Harder 'n nails they are, and sharp as needles. You
ask me why I do my walkin' out in the night-time? It's so's to avoid the
sight o' their mean little eyes, and their greedy, graspin' faces."
Mahony's murmured disclaimer fell on deaf ears. Like one who had been
bottled up for months, Tangye flowed on. "What a life! What a set! What
a place to end one's days in! Remember, if you can, the yarns that were
spun round it for our benefit, from twenty thousand safe miles away. It
was the Land o' Promise and Plenty, topful o' gold, strewn over with
nuggets that only waited for hands to pick 'em up.--Lies!--lies from
beginnin' to end! I say to you this is the hardest and cruellest country
ever created, and a man like me's no more good here than the muck--the
parin's and stale fishguts and other leavin's--that knocks about a
harbour and washes against the walls. I'll tell you the only use I'll
have been here, doctor, when my end comes: I'll dung some bit o' land
for 'em with my moulder and rot. That's all.
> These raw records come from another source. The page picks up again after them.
PR #17, opened 2019-08-18
Create Sigma sysdeps

thomtl:
Also add the possibility to have sysdeps link in extra libs


abis/sigma/abi.h
```diff
@@ -0,0 +1,23 @@
+
```
avdgrinten: Please check if managarm/qword ABIs are identical here. If yes, move the file to abis/mlibc and change managarm's and qword's symlinks.

sysdeps/sigma/generic/generic.cpp
```diff
@@ -0,0 +1,110 @@
...
+#include <libsigma/thread.h>
+
+
+#define STUB_ONLY { __ensure(!"STUB_ONLY function was called"); __builtin_unreachable(); }
+
+namespace mlibc {
+    // Unknown Functions
+    int sys_tcb_set(void *pointer){
+	    libsigma_set_fsbase(reinterpret_cast<uint64_t>(pointer));
+        return 0;
```
avdgrinten: Indentation inconsistent. In general, mlibc uses tabs.

sysdeps/sigma/generic/generic.cpp
```diff
@@ -0,0 +1,110 @@
...
+    int sys_getrusage(int who, struct rusage *usage) STUB_ONLY
+    int sys_sigprocmask(int how, const sigset_t *__restrict set, sigset_t *__restrict retrieve) STUB_ONLY
+    void sys_yield() STUB_ONLY
+    gid_t sys_getgid() STUB_ONLY
+    gid_t sys_getegid() STUB_ONLY
+    uid_t sys_getuid() STUB_ONLY
+    uid_t sys_geteuid() STUB_ONLY
+    pid_t sys_getpid() STUB_ONLY
+    pid_t sys_getppid() STUB_ONLY
+    #endif
```
avdgrinten: Note that implementing all sysdeps functions will disable some graceful fallbacks in mlibc. For example, may functions will log an error and fail with ENOSYS if the sysdeps function is unavailable. This makes mlibc panic instead.

sysdeps/sigma/generic/log.cpp
```diff
@@ -0,0 +1,23 @@
...
+#include <assert.h>
+
+#include <bits/ensure.h>
+#include <mlibc/debug.hpp>
+#include <mlibc/sysdeps.hpp>
+
+#include <libsigma/klog.h>
+#include <libsigma/thread.h>
+
+#define UNIMPLEMENTED() { __ensure(!"Unimplemented function was called"); __builtin_unreachable(); }
```
avdgrinten: This is unused.

sysdeps/sigma/generic/memory.cpp
```diff
@@ -0,0 +1,25 @@
...
+#include <errno.h>
+
+#define STUB_ONLY { __ensure(!"STUB_ONLY function was called"); __builtin_unreachable(); }
+
+namespace mlibc
+{
+    int sys_anon_allocate(size_t size, void **pointer){
+        __ensure((size & 0xFFF) == 0);
+        uint64_t ret = libsigma_valloc(LIBSIGMA_VALLOC_TYPE_SBRK_LIKE, 0, size / 0x1000);
+        if(ret == 1) return ENOMEM;
```
avdgrinten: This coding style is inconsistent with mlibc. Put the "then case" onto the next line.

sysdeps/sigma/meson.build
```diff
@@ -0,0 +1,40 @@
+sigma_incl = include_directories('../../subprojects/libsigma/include')
+#		'../../subprojects/managarm/hel/include')
```
avdgrinten: Copy & paste mistake.

sysdeps/sigma/meson.build
```diff
@@ -0,0 +1,40 @@
+sigma_incl = include_directories('../../subprojects/libsigma/include')
```
avdgrinten: Is this needed? After all, libsigma is already added as a dependency.

sysdeps/sigma/rtdl-generic/support.cpp
```diff
@@ -0,0 +1,105 @@
...
+
+        private:
+        uint64_t id;
+    };
+
+    auto file_descriptor_allocator = id_allocator();
+
+    struct file_descriptor {
+        file_descriptor(): fd(0), offset(0), name(frg::string<MemoryAllocator>(getAllocator())) {}
+        file_descriptor(const char* name): fd(file_descriptor_allocator.get_id()), offset(0), name(frg::string<MemoryAllocator>(getAllocator(), name) + '\0') {}
```
avdgrinten: This coding style is inconsistent with mlibc. Put `: <initialization list>` onto the next line, at the same level of indentation as the constructor declaration.

sysdeps/sigma/rtdl-generic/support.cpp
```diff
@@ -0,0 +1,105 @@
...
+    }
+
+    return EBADF;
+}
+int sys_read(int fd, void *data, size_t length, ssize_t *bytes_read){
+    for(auto& file : get_file_descriptor_list()){
+        if(file.fd == fd){
+            if(libsigma_read_initrd_file(file.name.data(), (uint8_t*)data, file.offset, length)){
+                *bytes_read = 0;
+                return 1;
```
avdgrinten: Is this EOF or an error? EOF should return success but set bytes_read to zero. Errors need to return error codes.

sysdeps/sigma/rtdl-generic/support.cpp
```diff
@@ -0,0 +1,105 @@
...
+}
+int sys_close(int fd){
+    return 0;
+}
+
+int sys_vm_map(void *hint, size_t size, int prot, int flags, int fd, off_t offset, void **window){
+    if(!(flags & MAP_ANONYMOUS)) __ensure(!"Anything else than MAP_ANONYMOUS is unimplemented");
+
+    int ret = libsigma_vm_map(size, hint, prot, flags);
+    *window = hint;
```
avdgrinten: Note that hint is really only a hint unless MAP_FIXED is set (e.g., it might be NULL). You may want to assert that MAP_FIXED is set.

sysdeps/sigma/generic/generic.cpp
thomtl: Do all function do this?

qookei: Not all iirc, some assume the sysdep function is present (`mkstemp` assumes `sys_open` exists, `mkdtemp` assumes `sys_mkdir` exists, for example)

thomtl: Is there a list somewhere, because going through all calls to all sysdep functions seems very tedious.

avdgrinten: Not all functions have graceful fallbacks but all functions should either panic or fallback to an error return. If some functions use `[[gnu::weak]]` sysdeps without checking for them, that's a bug.

abis/sigma/abi.h
thomtl: Yep they are thesame

sysdeps/sigma/include/abi-bits/abi.h
```diff
@@ -0,0 +1 @@
+../../../../abis/sigma/abi.h
```
avdgrinten: This still links abis/sigma instead of abis/mlibc, even though both files are identical.

sysdeps/sigma/rtdl-generic/support.cpp
```diff
@@ -0,0 +1,112 @@
...
+    }
+
+    return EBADF;
+}
+int sys_close(int fd){
+    return 0;
+}
+
+int sys_vm_map(void *hint, size_t size, int prot, int flags, int fd, off_t offset, void **window){
+    if(!(flags & (MAP_ANONYMOUS | MAP_FIXED)))
```
avdgrinten: This check is likely not what you want. It checks that whether none of the bits are set. Do you want to check for `!(flags & MAP_ANONYMOUS) || !(flags & MAP_FIXED))`?

sysdeps/sigma/meson.build
avdgrinten: I think this should be solved differently (both in the managarm sysdeps and here), as the current solution requires libsigma as a subproject but also requires it to be installed. We can merge it for now and change this later on.

sysdeps/sigma/rtdl-generic/support.cpp
thomtl: No, It should fail if MAP_ANON or MAP_PRIVATE are not set so i think its correct

sysdeps/sigma/include/abi-bits/abi.h
thomtl: my bad

sysdeps/sigma/rtdl-generic/support.cpp
avdgrinten: Your check does not trigger the panic if e.g., MAP_FIXED is set but MAP_ANONYMOUS isn't.

thomtl: Oh yeah, i missed that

They'd do better with my
sort if they knocked us on the head betimes, and boiled us down for our
fat and marrow."
Not much in that line to be got from YOUR carcase, my friend, thought
Mahony, with an inward smile.
But Tangye had paused merely to draw breath. "What I say is, instead o'
layin' snares for us, it ought to be forbid by law to give men o' my
make ship room. At home in the old country we'd find our little nook,
and jog along decently to the end of our days.